## Exercise brief
Your response should be every line from the entries that includes the string "Ubuntu".

++++++

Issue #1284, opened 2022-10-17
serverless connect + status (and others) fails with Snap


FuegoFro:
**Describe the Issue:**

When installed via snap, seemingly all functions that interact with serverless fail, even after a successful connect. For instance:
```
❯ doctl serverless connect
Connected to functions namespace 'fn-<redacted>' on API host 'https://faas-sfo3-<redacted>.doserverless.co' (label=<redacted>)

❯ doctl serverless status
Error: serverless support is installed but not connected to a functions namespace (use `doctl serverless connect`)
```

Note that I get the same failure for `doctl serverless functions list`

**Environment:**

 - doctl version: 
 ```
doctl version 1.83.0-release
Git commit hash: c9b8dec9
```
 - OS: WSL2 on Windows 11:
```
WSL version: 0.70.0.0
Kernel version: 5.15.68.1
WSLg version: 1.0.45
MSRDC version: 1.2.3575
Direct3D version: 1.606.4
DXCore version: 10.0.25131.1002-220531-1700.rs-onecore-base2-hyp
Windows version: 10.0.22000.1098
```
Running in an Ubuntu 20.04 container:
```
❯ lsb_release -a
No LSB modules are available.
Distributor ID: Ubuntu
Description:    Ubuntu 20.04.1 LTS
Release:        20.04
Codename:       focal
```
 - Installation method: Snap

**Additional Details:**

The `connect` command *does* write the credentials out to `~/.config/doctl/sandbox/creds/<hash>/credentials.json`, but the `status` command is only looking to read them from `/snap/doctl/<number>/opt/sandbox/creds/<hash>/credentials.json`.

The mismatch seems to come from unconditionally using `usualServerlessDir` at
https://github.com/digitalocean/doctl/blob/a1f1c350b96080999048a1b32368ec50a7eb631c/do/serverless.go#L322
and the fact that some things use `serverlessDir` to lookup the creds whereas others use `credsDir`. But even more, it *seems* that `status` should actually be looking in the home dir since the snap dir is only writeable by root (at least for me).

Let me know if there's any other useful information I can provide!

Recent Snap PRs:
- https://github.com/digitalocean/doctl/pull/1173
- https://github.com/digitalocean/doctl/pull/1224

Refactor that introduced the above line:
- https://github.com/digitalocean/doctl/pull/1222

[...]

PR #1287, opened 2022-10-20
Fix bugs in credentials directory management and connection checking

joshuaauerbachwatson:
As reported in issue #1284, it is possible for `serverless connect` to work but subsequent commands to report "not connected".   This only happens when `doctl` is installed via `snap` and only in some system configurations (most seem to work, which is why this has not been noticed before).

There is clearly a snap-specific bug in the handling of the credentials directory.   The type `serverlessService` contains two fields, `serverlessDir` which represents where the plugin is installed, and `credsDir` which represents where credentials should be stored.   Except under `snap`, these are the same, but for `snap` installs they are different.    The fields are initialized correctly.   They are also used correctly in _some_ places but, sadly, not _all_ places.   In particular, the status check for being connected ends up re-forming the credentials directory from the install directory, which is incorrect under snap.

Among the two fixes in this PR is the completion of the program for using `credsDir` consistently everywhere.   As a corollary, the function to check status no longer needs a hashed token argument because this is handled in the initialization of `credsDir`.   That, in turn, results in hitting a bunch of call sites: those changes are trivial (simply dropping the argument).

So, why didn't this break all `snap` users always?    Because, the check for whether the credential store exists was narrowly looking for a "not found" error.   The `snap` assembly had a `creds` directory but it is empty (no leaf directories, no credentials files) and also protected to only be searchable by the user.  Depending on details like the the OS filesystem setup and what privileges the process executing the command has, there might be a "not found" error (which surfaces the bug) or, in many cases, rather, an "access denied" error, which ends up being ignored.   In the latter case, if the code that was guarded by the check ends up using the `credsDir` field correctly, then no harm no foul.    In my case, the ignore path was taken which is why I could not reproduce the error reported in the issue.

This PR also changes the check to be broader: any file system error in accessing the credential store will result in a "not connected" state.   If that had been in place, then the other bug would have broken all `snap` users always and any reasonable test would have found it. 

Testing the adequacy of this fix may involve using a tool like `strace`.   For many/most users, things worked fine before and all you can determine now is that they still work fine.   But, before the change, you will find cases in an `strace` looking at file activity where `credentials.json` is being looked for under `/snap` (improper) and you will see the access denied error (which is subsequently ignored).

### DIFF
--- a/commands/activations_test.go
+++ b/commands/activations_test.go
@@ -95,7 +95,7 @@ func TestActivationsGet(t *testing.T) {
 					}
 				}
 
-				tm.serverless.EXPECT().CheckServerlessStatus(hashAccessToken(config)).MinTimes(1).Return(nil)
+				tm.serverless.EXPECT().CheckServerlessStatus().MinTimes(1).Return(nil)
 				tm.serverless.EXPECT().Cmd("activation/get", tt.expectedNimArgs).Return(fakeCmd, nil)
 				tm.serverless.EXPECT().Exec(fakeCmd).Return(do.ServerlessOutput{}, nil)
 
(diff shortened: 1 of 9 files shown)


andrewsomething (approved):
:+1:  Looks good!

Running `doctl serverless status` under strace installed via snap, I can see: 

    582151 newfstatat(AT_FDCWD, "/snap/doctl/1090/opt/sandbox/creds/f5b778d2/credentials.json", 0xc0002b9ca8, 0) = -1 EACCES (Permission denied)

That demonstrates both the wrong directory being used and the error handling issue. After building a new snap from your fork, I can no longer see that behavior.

++++++

## Exercise result
Running in an Ubuntu 20.04 container:
Distributor ID: Ubuntu
Description:    Ubuntu 20.04.1 LTS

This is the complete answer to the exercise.